The funeral came at the end of a grueling ordeal. Bess had been battling COVID-19 in the hospital for 40 days, and her family couldn’t visit. Matt left his own wife and children to drive 400 miles to stay in a friend’s vacant beach house for a few weeks to work with his father, who was recovering from his own surgery, on managing his mother’s medical care, which became a full-time job in an overwhelmed hospital system.

“I tried to sneak in to see her a few times,” said Matt. “But they weren’t allowing any visits in the hospital in any way, even in the end-of-life moments. So she was robbed of that. And so were we.”

He dropped off peanut butter and jelly sandwiches for his mother and an iPad for her to communicate with them. There several days when they couldn’t FaceTime and Bess was alone in the hospital. He was a mile away from her, yet he couldn’t see her.

The last phrase Bess said was ‘group hug.’ The last word she could get out was ‘love.’ The last communication she had with her family over FaceTime had her holding up her hands in the shape of a heart. “It was all she could get out,” said Matt. “When I think about how she would want to be remembered, it’s with that image.”

Bess Soffer died at 68 on January 6 in Atlantic City, after a lifetime spent volunteering and working within the Jewish community. She helped open Lions Gate, a senior living facility, and helped many Jewish seniors settle into a second phase of life there before retiring in 2015. She was synagogue president at Temple Emanuel in Cherry Hill, New Jersey, and served as a board member of the Union for Reform Judaism.

Passionate about the beach, her family and feeding people, she is survived by Jim Soffer, her husband of 45 years; her sons, Matt and Geoffrey; and two grandchildren. One of them, 8-year-old Caleb, spoke about her M&M cookies at her funeral. For her temple, her Margate community and the Soffer family, “she was the glue,” Matt said.

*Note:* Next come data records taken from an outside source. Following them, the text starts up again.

PR #2344, opened 2024-07-11
feat(bundle-source): Add format flags, add new endoScript format

kriskowal:
Refs: https://github.com/Agoric/agoric-sdk/issues/9686

## Description

Endo’s `bundle-source` currently generates bundles with the `endoZipBase64` format, which requires the `importBundle` runtime. We typically bootstrap `importBundle` using the `getExport` or `nestedEvaluate` bundle format, which only need `eval` or `compartment.evaluate` to run. These use Rollup internally.

Elsewhere, for distributing SES and toward bootstrapping XS and Hermes variants of SES, we have our own bundler. In this change, we expose this format as `endoScript`, an alternative to `getExport` and `nestedEvaluate` which do not depend on Rollup.

We introduce a `--format` flag to `bundle-source` so any of the old and the new bundle formats are addressable from the CLI.

For easy hacking, we introduce a no-cache mode to `bundle-source` so we can just write a bundle to `stdout`.

This required a minor fix to the Compartment Mapper.

### Security Considerations

This will introduce a bundle format that is somewhat easier to audit because it preserves the lexical encapsulation of each module.

### Scaling Considerations

This may not perform as well as `nestedEvaluate` for bootstrapping, or will at least perform differently.

With this change, we can treat `bundle-source` as a one-stop-shop for all bundling concerns.

### Testing Considerations

To manually verify these changes, in `packages/bundle-source`:

```
yarn bundle-source demo/circular/a.js --format endoScript | jq .source -r
node -e "$(yarn bundle-source demo/circular/a.js --format endoScript | jq .source -r)"
yarn bundle-source -f endoScript --cache-json bundles/ demo/circular/a.js a
jq . bundles/bundle-a.json
jq -r .source bundles/bundle-a.json | less
```

No changes to prior workflows.

### Upgrade Considerations

None.

### DIFF
--- a/packages/bundle-source/NEWS.md
+++ b/packages/bundle-source/NEWS.md
@@ -8,6 +8,9 @@
   they cannot be made to run on the web without further work on module
   virtualization in the platform without entraining a client-side
   dependency on a JavaScript parser framework (namely Babel).
+- Adds a `-f,--format` command flag to specify other module formats.
+- Adds a new `endoScript` module format.
+- Adds a no-cache, bundle-to-stdout mode.
 
 # v3.2.1 (2024-03-20)
 
--- a/packages/bundle-source/cache.js
+++ b/packages/bundle-source/cache.js
@@ -7,6 +7,8 @@ import { makeFileReader, makeAtomicFileWriter } from './src/fs.js';
 
 const { Fail, quote: q } = assert;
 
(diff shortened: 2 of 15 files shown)


erights (approved):
LGTM, thanks!

dckc (approved):
the usage / CLI looks good to me

I defer to @erights on the code itself, including test coverage.

PR #2347, opened 2024-07-12
refactor: insert `await null;`s needed for await safety

erights:
Closes: #XXXX
Refs: #XXXX

## Description

Prior to this PR, `yarn lint` warns about many violations of our `await` safety rules. In vscode, I was very pleasantly surprised to learn about the automated fixes offered interactively for these:

image

For each of these, I accepted the "insert `await null;` before..." option. Uniquely for the one shown in the above screenshot I needed to do an additional manual readjustment to move the `// eslint-disable-next-line ...` so it would still be about the next line.

Caveats:

- I applied the automated fix manually, without reading the code in question or in any other way validating that this change is correctness preserving. My only evidence at the moment is that all the tests still pass.
- I would have loved to mark this PR with `refactor:` or at least `fix:`. But I marked it with `fix!` because there's no reason yet to think these changes are either correctness preserving or compat.
- I applied the automated change blindly even to the test files, even though we're not normally concerned about `await` safety there. Indeed, we should also change our lint configuration so `await` safety is unenforced for those. After this PR, we should also change our `await` safety enforcement for non-test files from "warning" to "error", to keep these from creeping back in.
- I applied the automated fix to the test files anyway since test code still often serves as precedent-by-example for production code. Since the automated fix made it easy to do this, I decided it was better to improve our test-code-as-precedent.

Obviously, this should not be merged until we're confident that these changes are correctness preserving. I don't know of any way to do so other than careful manual review. Perhaps as part of the same review, we might also conclude that it is compat, in which case we can change back from `fix!` to `fix:` or even hopefully `refactor:`.

For the various "considerations" below, I'll answer under the assumption that we have already reviewed these changes for correctness, and deemed them all to be correctness preserving. Obviously, until that happens, this PR is fatal re all the considerations below.

Update: As suggested by review comments, I moved those inserted `await null;`s to the top of their respective functions.

Update: Between @kriskowal 's evaluation comments below and my own inspection, I'm reasonably confident that this PR should count as a refactor, so I'm changing the title from `fix!...` to `refactor:...`.

### Security Considerations

Assuming the changes are correctness preserving, `await` safety aids security. 

### Scaling Considerations

none

we already need to explain `await` safety. This PR doesn't change that, but repairs our code so that we practice what we will preach.
### Testing Considerations

A bit distressing that all tests pass without any further intervention. This perhaps indicates a failure to test for the semantics that are changed by these extra awaits.

If this change is correctness preserving, then it is likely also compat. But not necessarily. The extra awaits introduce extra turn delays and extra interleaving points.
### Upgrade Considerations

If this PR is correctness preserving and compat, then there are unlikely to be any upgrade considerations. But I don't know that for sure, so we should also worry about this during review.


packages/check-bundle/lite.js
```diff
@@ -59,6 +59,7 @@ export const checkBundle = async (
     X`checkBundle cannot hash non-bundle, moduleFormat must be a string, got ${typeof moduleFormat}`,
   );
 
+  await null;
```
kriskowal, line 62: would hoist to top

packages/cli/src/commands/accept.js
```diff
@@ -13,6 +13,7 @@ const fromAsync = async iterable => {
 
 export const accept = async ({ guestName, agentNames }) => {
   process.stdin.setEncoding('utf-8');
+  await null;
```
kriskowal, line 16: would hoist to top

packages/cli/src/commands/list.js
```diff
@@ -40,6 +40,7 @@ export const list = async ({ directory, follow, json, verbose }) =>
       const directoryPath = parsePetNamePath(directory);
       agent = E(agent).lookup(...directoryPath);
     }
+    await null;
```
kriskowal, line 43: would hoist to top

packages/cli/src/commands/log.js
```diff
@@ -39,6 +39,7 @@ export const log = async ({ follow, ping }) =>
 
     const logPath = path.join(statePath, 'endo.log');
 
+    await null;
```
kriskowal, line 42: would hoist to top

packages/cli/src/commands/make.js
```diff
@@ -46,6 +46,7 @@ export const makeCommand = async ({
   let bundleReaderRef;
   /** @type {string | undefined} */
   let temporaryBundleName;
+  await null;
```
kriskowal, line 49: would hoist to top

packages/cli/src/commands/make.js
```diff
@@ -62,6 +63,7 @@ export const makeCommand = async ({
 
   await withEndoAgent(agentNames, { os, process }, async ({ agent }) => {
     // Prepare a bundle, with the given name.
+    await null;
```
kriskowal, line 66: would hoist to top &c ad nauseam

packages/daemon/src/web-server-node.js
```diff
@@ -138,6 +138,7 @@ export const make = async (_powers, context) => {
         E.sendOnly(webletBootstrap).ping();
 
         // eslint-disable-next-line no-use-before-define
+        await null;
```
kriskowal, line 141: This should be interfering with the eslint-disable-next-line above it.

packages/stream/index.js
```diff
@@ -175,6 +177,7 @@ export const prime = (generator, primer) => {
     },
     /** @param {Error} error */
     async throw(error) {
+      await null;
```
kriskowal, line 180: For the changes in this file, I would prefer to disable the lint rule and keep this as-is. I don’t see a practical problem with the current formulation and do see an extra turn of the even loop in what might be a hot path.

kriskowal (approved):
For many of these cases, I think the automated refactor was very correctly conservative and placed the `await null` immediately before a block that introduces `await` order uncertainty, while preserving rejected-in-one-turn for any exceptions that precede it.

But, a consequence is that the `await null` is unnecessarily buried in many cases where `await null` at the beginning of the async function would more clearly communicate that no additional `await null` will ever be needed in that function.

Having looked at all of these, I believe floating `await null` to the first statement of every function that needs one preserves correctness. I see no case where we depend on the rejection to occur on the stack of the caller.

packages/daemon/src/daemon-node-powers.js
```diff
@@ -367,6 +367,7 @@ export const makeDaemonicPersistencePowers = (
           return filePowers.readFileText(storagePath);
         };
         const json = async () => {
+          await null;
           return JSON.parse(await text());
```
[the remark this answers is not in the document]
kriskowal: This is an odd case because the text I’m suggesting has equivalent behavior but avoids the semblance of naughtiness with nothing more than a tortuously named intermediate variable.

packages/check-bundle/lite.js
erights: Done

packages/cli/src/commands/accept.js
erights: Done

packages/cli/src/commands/list.js
erights: Done

packages/cli/src/commands/log.js
erights: Done

packages/cli/src/commands/make.js
erights: Done

packages/cli/src/commands/make.js
erights: Done

packages/daemon/src/daemon-node-powers.js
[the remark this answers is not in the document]
erights: Done

packages/daemon/src/web-server-node.js
erights: If it were still using before defining, which it isn't. So I removed this uneeded directive as well.

packages/stream/index.js
erights: Done

packages/eventual-send/test/e.test.js
```diff
@@ -115,7 +117,6 @@ test('E sendOnly call missing method', async t => {
 
   const result = E.sendOnly(counter).decr(210);
   t.is(result, undefined, 'return is undefined as expected');
-  await null;
```
erights: Oops. Got swept up in the hoisting. Need to restore.

erights: Done

packages/far/test/e.test.js
```diff
@@ -137,7 +139,6 @@ test('E sendOnly call missing method', async t => {
 
   const result = E.sendOnly(counter).decr(210);
   t.is(result, undefined, 'return is undefined as expected');
-  await null;
```
erights: mistakenly moved. restore

erights: Done

erights:
@kriskowal before hoisting, everything passed CI without any manual changes. After hoisting, I'm getting a snapshot divergence at https://github.com/endojs/endo/actions/runs/9915491154/job/27396418994?pr=2347#step:8:1224

```
  ✘ [fail]: error-handling › fixtures-error-handling / cjs / loadLocation Did not match snapshot
  ✘ [fail]: error-handling › fixtures-error-handling / cjs / importLocation Did not match snapshot
```

that I don't know how to evaluate. PTAL, and what do you suggest?

kriskowal:
> @kriskowal before hoisting, everything passed CI without any manual changes. After hoisting, I'm getting a snapshot divergence at https://github.com/endojs/endo/actions/runs/9915491154/job/27396418994?pr=2347#step:8:1224
> ```
>   ✘ [fail]: error-handling › fixtures-error-handling / cjs / loadLocation Did not match snapshot
>   ✘ [fail]: error-handling › fixtures-error-handling / cjs / importLocation Did not match snapshot
> ```
> that I don't know how to evaluate. PTAL, and what do you suggest?

You can regenerate these snapshots, `yarn ava --update-snapshots`. These two tests are over-sensitive to changes in the (expected) stack trace.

To many people, Bess seemed like an extrovert, but in the very talkative Soffer family, she often fell silent. “She wasn’t the first to jump into every conversation like the men in the family,” said Matt. “But she had a way in her glance of saying everything. And I think that’s what right now I miss most. I miss seeing her seeing me.”

Whenever Matt hears about people getting vaccinated, he feels a surge of emotion. “I know she was just a few weeks away from also having had that opportunity,” he said. “With this number of 500,000 [Americans who died of COVID-19], I think this did not have to happen. The majority of people who have died were killed by a country that I feel betrayed by.”

He hopes there will be a national monument where the many people who had to watch their loved ones die can commemorate them. 

“I do feel betrayed by my country,” he said. “But I also feel like that which is broken can be repaired. And that’s my great prayer at this point.”